Dual Eligible Beneficiaries Receive Better Access to Care and Cost Protections when Enrolled in Medicare Advantage
Those enrolled in Medicare and Medicaid, called “dual eligibles,” have the highest spending and most complex medical, functional, and social needs of the Medicare population. These needs are exacerbated by the fragmentation in healthcare created by two insurance programs that were not designed to work together. Health plans, providers, and policymakers continue to explore ways to improve dual eligibles’ experiences and the Medicare Advantage (MA) program is at the center of much of this focus. With this context, it is important to understand how Medicare Advantage plans are serving this population.
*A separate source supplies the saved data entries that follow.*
PR #801, opened 2021-02-24
refactor: commit split only needs / sep

joeldodge79:
All file paths coming back from GitHub GraphQL API calls will have the
`/` separator, no need to handle other platform separators

`root` is unused - remove to avoid the use of path.relative which seems to
normalize any hard-coded `/` separators into path.sep

### DIFF
--- a/src/commit-split.ts
+++ b/src/commit-split.ts
@@ -13,11 +13,8 @@
 // limitations under the License.
 
 import {Commit} from './graphql-to-commits';
-import {relative} from 'path';
 
 export interface CommitSplitOptions {
-  // Defaults to './'
-  root?: string;
   // Include empty git commits: each empty commit is included
   // in the list of commits for each path.
   // This allows using the `git commit --allow-empty` workflow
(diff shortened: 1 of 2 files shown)


src/commit-split.ts
```diff
@@ -71,16 +66,15 @@ export class CommitSplit {
       const dedupe: Set<string> = new Set();
       for (let i = 0; i < commit.files.length; i++) {
         const file: string = commit.files[i];
-        const path = relative(this.root, file);
```
joeldodge79, line 74: @bcoe I believe this usage of `path.relative` was automatically converting path separators. I still don't have access to a windows machine with node to verify but my manifest tests all pass with this change.

joeldodge79: In fact I think we should probably have a lint check to prohibit any `"path"` module usage under `src/` as it will do the wrong thing under windows (since github api always returns `/` separators)

bcoe (approved):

This analysis is the fourth in a series of data briefs prepared by ATI Advisory for Better Medicare Alliance (BMA) during 2021, using the 2018 Medicare Current Beneficiary Survey (MCBS). This brief examined how Medicare coverage arrangements relate to demographics, outcomes, and spending in the dual eligible population.
Dual eligible beneficiaries, who are low-income and more likely to be a member of a racial minority group, face high rates of chronic conditions and social needs such as food insecurity and lack of transportation. This analysis builds on previous research that dual eligible beneficiaries are more likely to enroll in Medicare Advantage and finds that Medicare Advantage outperformed Fee-for-Service (FFS) Medicare in access to care and cost protections.